> TASK PROMPT:
Copy each line of the records that includes "before".

┏━━

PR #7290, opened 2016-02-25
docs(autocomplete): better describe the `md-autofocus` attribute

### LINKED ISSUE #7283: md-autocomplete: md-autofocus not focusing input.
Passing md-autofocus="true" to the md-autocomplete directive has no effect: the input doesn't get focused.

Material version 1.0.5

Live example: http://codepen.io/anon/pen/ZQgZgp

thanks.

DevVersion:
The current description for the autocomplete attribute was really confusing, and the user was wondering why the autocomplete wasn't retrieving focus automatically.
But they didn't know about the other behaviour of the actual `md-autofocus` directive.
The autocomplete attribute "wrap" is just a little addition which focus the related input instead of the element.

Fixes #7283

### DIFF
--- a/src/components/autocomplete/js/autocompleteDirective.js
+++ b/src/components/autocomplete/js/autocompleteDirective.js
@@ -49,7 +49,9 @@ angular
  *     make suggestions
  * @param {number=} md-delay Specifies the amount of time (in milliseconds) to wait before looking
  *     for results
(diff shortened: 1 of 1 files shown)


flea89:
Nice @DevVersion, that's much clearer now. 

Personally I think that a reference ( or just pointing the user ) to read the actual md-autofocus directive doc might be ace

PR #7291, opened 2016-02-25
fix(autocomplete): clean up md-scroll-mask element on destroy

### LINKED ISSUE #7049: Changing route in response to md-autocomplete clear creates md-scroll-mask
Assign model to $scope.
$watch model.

┗━━
┏━━

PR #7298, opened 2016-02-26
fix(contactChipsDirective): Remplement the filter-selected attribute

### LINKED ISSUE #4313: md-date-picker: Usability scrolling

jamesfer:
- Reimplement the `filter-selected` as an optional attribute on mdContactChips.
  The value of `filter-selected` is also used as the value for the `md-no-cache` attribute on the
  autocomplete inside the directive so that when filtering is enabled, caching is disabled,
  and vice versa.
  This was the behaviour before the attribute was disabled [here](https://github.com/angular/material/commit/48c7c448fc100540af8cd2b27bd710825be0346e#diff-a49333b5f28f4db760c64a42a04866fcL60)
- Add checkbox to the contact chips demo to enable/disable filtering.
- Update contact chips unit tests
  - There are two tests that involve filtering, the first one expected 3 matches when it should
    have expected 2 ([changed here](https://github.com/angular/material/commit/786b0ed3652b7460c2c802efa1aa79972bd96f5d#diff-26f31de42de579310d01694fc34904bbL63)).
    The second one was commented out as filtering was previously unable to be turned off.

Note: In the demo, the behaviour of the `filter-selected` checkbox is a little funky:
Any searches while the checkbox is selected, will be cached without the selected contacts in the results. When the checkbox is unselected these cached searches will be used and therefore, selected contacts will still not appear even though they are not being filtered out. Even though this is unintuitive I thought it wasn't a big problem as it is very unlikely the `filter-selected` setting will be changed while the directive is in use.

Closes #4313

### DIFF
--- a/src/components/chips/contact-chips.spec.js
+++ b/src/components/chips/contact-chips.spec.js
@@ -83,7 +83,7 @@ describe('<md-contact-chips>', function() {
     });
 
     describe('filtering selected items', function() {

┗━━

> TASK RESULT:
  * @param {number=} md-delay Specifies the amount of time (in milliseconds) to wait before looking
  This was the behaviour before the attribute was disabled [here](https://github.com/angular/material/commit/48c7c448fc100540af8cd2b27bd710825be0346e#diff-a49333b5f28f4db760c64a42a04866fcL60)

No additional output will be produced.